# John Cannon



## JohnC99 (Jun 21, 2016)

(Pint)Anybody remember me. I was a fourth and third engineer at CP ships.
I was better lifting pints than pistons. 
Worked there between 76 and 82.
also I was at Panocean 73 to 76.


----------



## David Collyer (Oct 19, 2012)

JohnC99 said:


> (Pint)Anybody remember me. I was a fourth and third engineer at CP ships.
> I was better lifting pints than pistons.
> Worked there between 76 and 82.
> also I was at Panocean 73 to 76.


Hi John.

We sailed together on the Port Vancouver in 1980. 

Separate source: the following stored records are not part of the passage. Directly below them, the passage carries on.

PR #256, opened 2015-06-06
Fix CVV Code Generation

kevinastone:
Mastercard and American Express were flipped.  AmEx has 4 digit CVV codes and Mastercard has 3 like most of the other cards.

http://en.wikipedia.org/wiki/Card_security_code

### DIFF
--- a/faker/providers/credit_card/__init__.py
+++ b/faker/providers/credit_card/__init__.py
@@ -65,10 +65,10 @@ class Provider(BaseProvider):
     voyager_prefix_list = [['8', '6', '9', '9']]
 
     credit_card_types = {
-        'mastercard':   CreditCard('Mastercard',        mastercard_prefix_list, 16, 'CVV', 4),
+        'mastercard':   CreditCard('Mastercard',        mastercard_prefix_list, 16, security_code='CVV'),
         'visa16':       CreditCard('VISA 16 digit',     visa_prefix_list),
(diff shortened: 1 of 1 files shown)


faker/providers/credit_card/__init__.py
```diff
@@ -118,7 +118,7 @@ def credit_card_full(self, card_type=None, validate=False, max_check=10):
 
     @classmethod
     def credit_card_security_code(cls, card_type=None):
-        return cls.random_number(cls._credit_card_type(card_type).security_code_length)
+        return ''.join(str(cls.random_digit()) for _ in xrange(cls._credit_card_type(card_type).security_code_length))
```
fcurella: can you use `range` instead of `xrange` for compatibility with Python 3.x?

kevinastone:
@fcurella good spot.  fixed.

fcurella:
@kevinastone I don't think we need to worry about providing a compatibility layer. We're `range`-ing for `cls._credit_card_type(card_type).security_code_length`, which is either `3` or `4`. Compared to `range, `xrange` won't improve performance that much on Python 2.

I'd rather keep it simple and just use `range` across all Python versions.

kevinastone:
@fcurella fair enough, pushed/reverted to `range`.

fcurella:
Thanks @kevinastone , really appreciated it! :)

PR #258, opened 2015-06-17
Generate Finnish VAT id and business id (y-tunnus)

### LINKED ISSUE #239: Faker should provide company VAT numbers
It would be nice if faker could provide company VAT numbers. More information about VAT codes is in Wikipedia: https://en.wikipedia.org/wiki/VAT_identification_number

kivipe:
Fixes #239


fcurella:
Thank you!

joke2k:
thank you @kivipe 
maybe the name should be `vat()` without the company prefix?

fcurella:
all other methods on the provider are already `company_*`, so I thought `company_vat` would be at least consistent with the current convention

Issue #14, opened 2014-01-22
Enhance random generator repeatibility


deinspanjer:
The docs mention being able to call the seed() method so you can use a generated dataset as part of a unit test.

Due to the way Faker uses the random module, this usecase is a bit fragile.  Any modification to the data requested, or any outside uses of the random module during generation will diverge the dataset.

Here is a quick script demonstrating the problem along with a couple of potential solutions:
```python
import random
from faker import Faker
fake = Faker()

# initial run
fake.seed(1234)
print fake.name()
print fake.name()
print fake.name()

# repeated run with same data
fake.seed(1234)
print fake.name()
print fake.name()
print fake.name()

# adding new fake calls prevent us from getting the same names we had originally
fake.seed(1234)
print fake.name(), fake.email()
print fake.name(), fake.email()
print fake.name(), fake.email()

# One way is to implement a preserve/restore mechanism so that the user can get back to the previous trail of data
fake.seed(1234)
print fake.name()
r = random.getstate()
print fake.email()
random.setstate(r)
print fake.name()
r = random.getstate()
print fake.email()
random.setstate(r)
print fake.name()
r = random.getstate()
print fake.email()
random.setstate(r)

# A similar problem arises if the program using faker happens to use a non-instance random call during generation.
# The best way to prevent this issue is to have faker use an instance of random rather than the module version.

# If faker used an instance version of random, you could also resolve the original problem by using different faker instances
fake.seed(1234)
fake2 = Faker()
fake2.seed(1234)
print fake.name(), fake2.email()
print fake.name(), fake2.email()
print fake.name(), fake2.email()
```

fcurella:
Fixed in #259

PR #259, opened 2015-06-17
seed a Random instance instead of the module

amygdalama:
Seeding the random module will seed that module globally --
this affects calls to random outside the faker package.
Seeding an instance of the Random class will not affect
other calls to the random module.
This addresses one concern in issue #14.

Let me know if you want me to change anything!


faker/tests/requirements.txt
```diff
@@ -0,0 +1 @@
+mock==1.0.1
```
amygdalama: I used `mock` for the test I added, but I'm not sure how y'all would like to specify this requirement. It only needs to be installed for python < 3.3.

Adding a requirement here means in order to run tests, you'd need to run
```
$ pip install -r tests/requirements.txt
```
This is how django handles this problem: https://docs.djangoproject.com/en/dev/internals/contributing/writing-code/unit-tests/#running-unit-tests-dependencies

Is there another way you'd like to handle this? If we stick with this route, I should probably add the requirement to the documentation somewhere, but I wanted to run this by y'all first to see if this is how you'd like to handle it.

fcurella: I think `tests/requirements.txt` is the way to go.

The various `travis.yml` and co. will need to be updated to run `pip install -r tests/requirements.txt`

amygdalama: Great. I updated the `*.yml`s (I needed to add one for CircleCI) and updated the documentation in the README for running tests.

Any other changes you'd like me to make while waiting for tests to finish?

fcurella: Nope, :sparkles:looks perfect :sparkles:!

Thank you so much!

amygdalama: You're welcome! Could you cut a release with this change? We're waiting on it to merge some changes for our test suite.

fcurella: Releases will have to be coordinated with the original author. I can bump up version numbers but I can't upload to PyPI. Would that work for you?

I could ping the author about uploaidng a release, but he's currently busy working on his Master's Thesis and I'd like let him focus on that :)

amygdalama: Bumping the version works too! Thanks :smile:

fcurella: Done :)

amygdalama:
FYI I released a nose plugin that will seed faker based on the test name before each test: https://github.com/venmo/nose-seed-faker :smile:

fcurella:
Thanks @amygdalama ! That's a great idea!

@joke2k can we upload a release to PyPI?

PR #262, opened 2015-07-09
Fix U.S. SSN generation

### LINKED ISSUE #260: en_US SSN provider generates invalid SSNs
There's a few limitations on United States' SSNs that prevent it from being completely random.

* No group can be all 0s
* The SSN cannot start with 666
* The SSN cannot start with a number >= 900

See http://www.ssa.gov/employer/randomization.html

Could you modify the SSN generator to avoid these issues?

jschaf:
Certain numbers are invalid for U.S. SSNs. The area (first 3 digits)
cannot be 666 or 900-999. The group number (middle digits) cannot be 00.
The id (last 4 digits) cannot be 0000.

See http://www.socialsecurity.gov/employer/randomizationfaqs.html#a0=5
for details.

Fixes #260

### DIFF
--- a/faker/providers/ssn/en_US/__init__.py
+++ b/faker/providers/ssn/en_US/__init__.py
@@ -4,4 +4,17 @@ from .. import Provider as BaseProvider
 
 
 class Provider(BaseProvider):
-    pass
+
+    @classmethod
+    def ssn(cls):
+        # Certain numbers are invalid for U.S. SSNs. The area (first 3 digits)
+        # cannot be 666 or 900-999. The group number (middle digits) cannot be
+        # 00. The serial (last 4 digits) cannot be 0000
+        area = BaseProvider.random_int(min=1, max=899)
+        if area == 666:
+            area += 1
+        group = BaseProvider.random_int(1, 99)
+        serial = BaseProvider.random_int(1, 9999)
+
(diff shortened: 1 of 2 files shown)


faker/providers/ssn/en_US/__init__.py
```diff
@@ -4,4 +4,17 @@
...
+        # Certain numbers are invalid for U.S. SSNs. The area (first 3 digits)
+        # cannot be 666 or 900-999. The group number (middle digits) cannot be
+        # 00. The id (last 4 digits) cannot be 0000
+        area = BaseProvider.random_int(min=1, max=899)
+        if area == 666:
+            area += 1
+        group = BaseProvider.random_int(1, 99)
+        serial = BaseProvider.random_int(1, 9999)
+
+        ssn = "{:03d}-{:02d}-{:04d}".format(area, group, serial)
```
fcurella: We're still supporting python 2.6, which doesn't support this kind of string formatting.

You can rewrite this as `"{0:03d}-{1:02d}-{2:04d}".format(area, group, serial)` or ` "%03d-%02d-%04d" % (area, group, serial)`

jschaf:
Should be fixed now.

fcurella:
Thanks! Really appreciated!

Issue #267, opened 2015-07-15
Python Provider does not support Python 3


derekjamescurtis:
The python provider uses the python 2.x basestring builtin, which is gone in 3.x.

https://docs.python.org/3/whatsnew/3.0.html

https://github.com/joke2k/faker/blob/master/faker/providers/python/__init__.py#L63

Something like the following will trigger it on python 3

``` python

from faker import Factory
f = Factory.create()
f.pylist() # works!
f.pylist(10, True, int) # does not!

```

fcurella:
Closed in #268

PR #268, opened 2015-07-15
Removed basestring from python provider

derekjamescurtis:
Fixes support for Python 3 in the python provider (retains python 2 support).


derekjamescurtis:
Resolves issue #267

fcurella:
good catch! Thank you!

PR #827, opened 2018-10-02
Added usage example for providers

Noir-:
### What does this changes

A short example how to use a provider.

### What was wrong

This information was missing in the whole documentation.


fcurella:
Thank you! ✨

PR #828, opened 2018-10-03
Locale cs_CZ should differentiate between male and female names

### LINKED ISSUE #625: Locales for cs_CZ fake.name_male() shows a female name
Looking at the very last example [here](https://faker.readthedocs.io/en/latest/locales/cs_CZ.html#faker-providers-misc). The name is actually a female name.

```
fake.name_male()
# 'Ing. Sára Mašková CSc.'
```

clarmso:
### What does this changes

The cs_CZ locale should contain male and female name formats.  The calls to name_female() should not return male name and name_male() should not return female names.

### What was wrong

There was no formats_male and formats_female in the person's locale cs_CZ.

### How this fixes it

Add formats_male and format_female templates.

Fixes #625

### DIFF
--- a/faker/providers/person/cs_CZ/__init__.py
+++ b/faker/providers/person/cs_CZ/__init__.py
@@ -1,26 +1,26 @@
 # coding=utf-8
 from __future__ import unicode_literals
+from collections import OrderedDict
 from .. import Provider as PersonProvider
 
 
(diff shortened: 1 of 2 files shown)


fcurella:
Looks good! Thank you! ✨

PR #830, opened 2018-10-05
687 Invalid domain name in zh_CN locale

### LINKED ISSUE #687: zh_CN (and possible other providers) return invalid results for domain_name

### Steps to reproduce

f = Faker('zh_CN')
f.domain_name()
>he.cn

### Expected behavior

it should return valid domain names

### Actual behavior

he.cn is not a valid domain. he is in the list of second-level domains (https://en.wikipedia.org/wiki/.cn#Second-level_domains_of_provinces) and will cause failures in places where domains are being validated.

it's unclear where this change should/could be made after briefly reviewing the source code.

clarmso:
### What does this changes
This PR adds more patterns on domain_word.  From my personal observation, some domains are numbers that sound like a specific phrase. Some domains looks like random letters that are actually abbreviations of some sort.

The second level domains such as the ones denoting the provinces are added.

If the domain word is one of the second level domains, it cannot be used if the levels is set to 1.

Hughie Ross was OM, Geoff Grimes was C/O, John Mercer was the Purser. My wife [Denise] & I joined in Vancouver then went up to Leningrad for discharge and back over to Norfolk. 

Believe you relieved Joe Reina as 3/E with your wife joining you at later date, maybe in Long Beach, where we bunkered and had the hassle with the wet soya bean cargo when bilge valves started to leak soon after leaving Norfolk, with a new Barbadan crew and Keith Hyde was new OM & Jim Fletcher new C/O. The 4/E was a Tim Lovell-Smith also with his wife.

Trust you are keeping well.

All Best. Dave


----------



## JohnC99 (Jun 21, 2016)

Thanks for the post Dave. Do you have any photos from that trip.You are right my wife joined in Long Beach.We both left in Rio.It was Joe Reina who I relieved.
Hope you are keeping well there in sunny Spain,
John Cannon


----------